> _Listed entries_

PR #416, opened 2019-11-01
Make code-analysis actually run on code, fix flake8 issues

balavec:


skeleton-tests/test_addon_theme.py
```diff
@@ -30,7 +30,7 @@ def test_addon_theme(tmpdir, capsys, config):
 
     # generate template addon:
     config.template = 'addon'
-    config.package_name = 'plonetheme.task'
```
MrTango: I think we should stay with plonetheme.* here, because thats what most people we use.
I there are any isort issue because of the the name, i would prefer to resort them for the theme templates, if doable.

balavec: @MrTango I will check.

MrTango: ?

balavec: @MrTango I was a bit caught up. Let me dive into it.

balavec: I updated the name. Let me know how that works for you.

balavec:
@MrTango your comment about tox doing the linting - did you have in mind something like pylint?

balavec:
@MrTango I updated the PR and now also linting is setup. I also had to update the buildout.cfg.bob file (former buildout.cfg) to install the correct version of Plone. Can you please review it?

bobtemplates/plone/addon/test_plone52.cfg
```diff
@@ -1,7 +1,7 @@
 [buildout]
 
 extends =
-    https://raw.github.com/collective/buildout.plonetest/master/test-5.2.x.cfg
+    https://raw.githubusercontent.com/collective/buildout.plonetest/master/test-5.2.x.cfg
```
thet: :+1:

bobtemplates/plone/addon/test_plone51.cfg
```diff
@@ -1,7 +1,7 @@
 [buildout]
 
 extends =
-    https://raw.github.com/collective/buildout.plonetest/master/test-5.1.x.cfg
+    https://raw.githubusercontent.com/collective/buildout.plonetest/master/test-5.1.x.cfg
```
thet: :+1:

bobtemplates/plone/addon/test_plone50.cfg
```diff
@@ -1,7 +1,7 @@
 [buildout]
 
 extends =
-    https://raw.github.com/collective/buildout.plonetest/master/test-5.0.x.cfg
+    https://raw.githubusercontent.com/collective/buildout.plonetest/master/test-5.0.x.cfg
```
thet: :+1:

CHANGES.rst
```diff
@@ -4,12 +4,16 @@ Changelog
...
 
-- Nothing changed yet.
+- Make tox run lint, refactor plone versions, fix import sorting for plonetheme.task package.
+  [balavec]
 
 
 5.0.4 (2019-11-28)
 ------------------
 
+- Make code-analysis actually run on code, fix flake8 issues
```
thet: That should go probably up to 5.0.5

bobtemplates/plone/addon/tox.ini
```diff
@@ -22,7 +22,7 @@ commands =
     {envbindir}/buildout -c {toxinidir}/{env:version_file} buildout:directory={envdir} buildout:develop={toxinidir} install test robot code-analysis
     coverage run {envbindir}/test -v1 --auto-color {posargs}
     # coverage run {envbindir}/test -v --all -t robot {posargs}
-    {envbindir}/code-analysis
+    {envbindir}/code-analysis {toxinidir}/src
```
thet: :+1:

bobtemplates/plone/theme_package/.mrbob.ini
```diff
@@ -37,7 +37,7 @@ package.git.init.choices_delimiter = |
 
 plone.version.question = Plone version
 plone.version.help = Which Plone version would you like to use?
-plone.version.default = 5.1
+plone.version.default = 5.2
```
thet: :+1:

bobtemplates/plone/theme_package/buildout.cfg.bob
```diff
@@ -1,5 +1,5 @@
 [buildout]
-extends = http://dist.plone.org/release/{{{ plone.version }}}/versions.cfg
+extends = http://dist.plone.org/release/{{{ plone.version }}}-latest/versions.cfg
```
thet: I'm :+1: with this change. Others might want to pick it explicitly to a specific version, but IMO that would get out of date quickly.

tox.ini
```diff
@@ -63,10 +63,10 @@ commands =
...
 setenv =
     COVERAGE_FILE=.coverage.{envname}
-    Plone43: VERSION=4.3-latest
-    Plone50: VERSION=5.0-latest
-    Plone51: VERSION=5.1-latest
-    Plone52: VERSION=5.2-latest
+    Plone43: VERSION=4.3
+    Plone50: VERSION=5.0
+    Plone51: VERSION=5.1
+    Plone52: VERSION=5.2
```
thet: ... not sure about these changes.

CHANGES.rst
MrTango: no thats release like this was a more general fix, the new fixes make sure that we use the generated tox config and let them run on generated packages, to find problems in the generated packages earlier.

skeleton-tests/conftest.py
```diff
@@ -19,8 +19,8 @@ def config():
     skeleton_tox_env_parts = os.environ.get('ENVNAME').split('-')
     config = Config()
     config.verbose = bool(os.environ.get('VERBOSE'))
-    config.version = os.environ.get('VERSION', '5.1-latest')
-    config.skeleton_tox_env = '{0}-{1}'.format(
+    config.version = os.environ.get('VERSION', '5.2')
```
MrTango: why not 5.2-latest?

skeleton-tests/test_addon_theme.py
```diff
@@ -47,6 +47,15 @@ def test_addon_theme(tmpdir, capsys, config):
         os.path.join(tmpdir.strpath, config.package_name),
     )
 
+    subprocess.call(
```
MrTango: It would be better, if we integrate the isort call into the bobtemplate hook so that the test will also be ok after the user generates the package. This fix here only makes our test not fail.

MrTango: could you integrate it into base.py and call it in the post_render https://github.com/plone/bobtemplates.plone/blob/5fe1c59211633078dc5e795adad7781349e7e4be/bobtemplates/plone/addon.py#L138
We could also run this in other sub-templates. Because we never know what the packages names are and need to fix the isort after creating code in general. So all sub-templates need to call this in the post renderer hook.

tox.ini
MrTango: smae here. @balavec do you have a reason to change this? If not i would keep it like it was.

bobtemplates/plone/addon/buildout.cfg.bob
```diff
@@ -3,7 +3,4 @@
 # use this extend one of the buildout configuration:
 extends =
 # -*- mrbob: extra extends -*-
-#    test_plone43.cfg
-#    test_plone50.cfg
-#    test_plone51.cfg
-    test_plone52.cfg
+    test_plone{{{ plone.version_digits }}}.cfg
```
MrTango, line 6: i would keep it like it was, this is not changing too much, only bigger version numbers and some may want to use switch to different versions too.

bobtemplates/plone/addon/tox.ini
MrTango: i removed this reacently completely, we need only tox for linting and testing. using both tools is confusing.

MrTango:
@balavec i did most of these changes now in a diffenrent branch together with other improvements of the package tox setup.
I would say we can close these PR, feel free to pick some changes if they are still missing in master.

...

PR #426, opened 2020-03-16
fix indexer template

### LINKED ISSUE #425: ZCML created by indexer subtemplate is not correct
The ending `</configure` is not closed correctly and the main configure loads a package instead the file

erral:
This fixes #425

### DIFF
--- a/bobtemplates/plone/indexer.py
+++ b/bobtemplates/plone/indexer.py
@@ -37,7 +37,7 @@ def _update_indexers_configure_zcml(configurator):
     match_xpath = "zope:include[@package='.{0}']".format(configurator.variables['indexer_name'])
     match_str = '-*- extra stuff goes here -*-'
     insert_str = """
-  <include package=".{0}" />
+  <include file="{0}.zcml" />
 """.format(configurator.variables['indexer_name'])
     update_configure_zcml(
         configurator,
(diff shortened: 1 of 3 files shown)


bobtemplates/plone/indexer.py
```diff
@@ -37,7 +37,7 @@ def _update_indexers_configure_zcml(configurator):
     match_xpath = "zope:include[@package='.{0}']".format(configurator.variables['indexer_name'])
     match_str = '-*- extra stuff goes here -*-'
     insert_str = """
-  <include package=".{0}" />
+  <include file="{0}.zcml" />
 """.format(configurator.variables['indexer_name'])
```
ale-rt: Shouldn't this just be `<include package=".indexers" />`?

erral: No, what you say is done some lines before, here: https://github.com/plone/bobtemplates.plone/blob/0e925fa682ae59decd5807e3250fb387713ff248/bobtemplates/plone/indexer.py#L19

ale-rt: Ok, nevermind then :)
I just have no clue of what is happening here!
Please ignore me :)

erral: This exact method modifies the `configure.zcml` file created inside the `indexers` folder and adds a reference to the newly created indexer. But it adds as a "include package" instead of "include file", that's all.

> _Instructions to follow_
Find the word "created" in the material, then list each line that holds it.

> _Answer for this exercise_
### LINKED ISSUE #425: ZCML created by indexer subtemplate is not correct
erral: This exact method modifies the `configure.zcml` file created inside the `indexers` folder and adds a reference to the newly created indexer. But it adds as a "include package" instead of "include file", that's all.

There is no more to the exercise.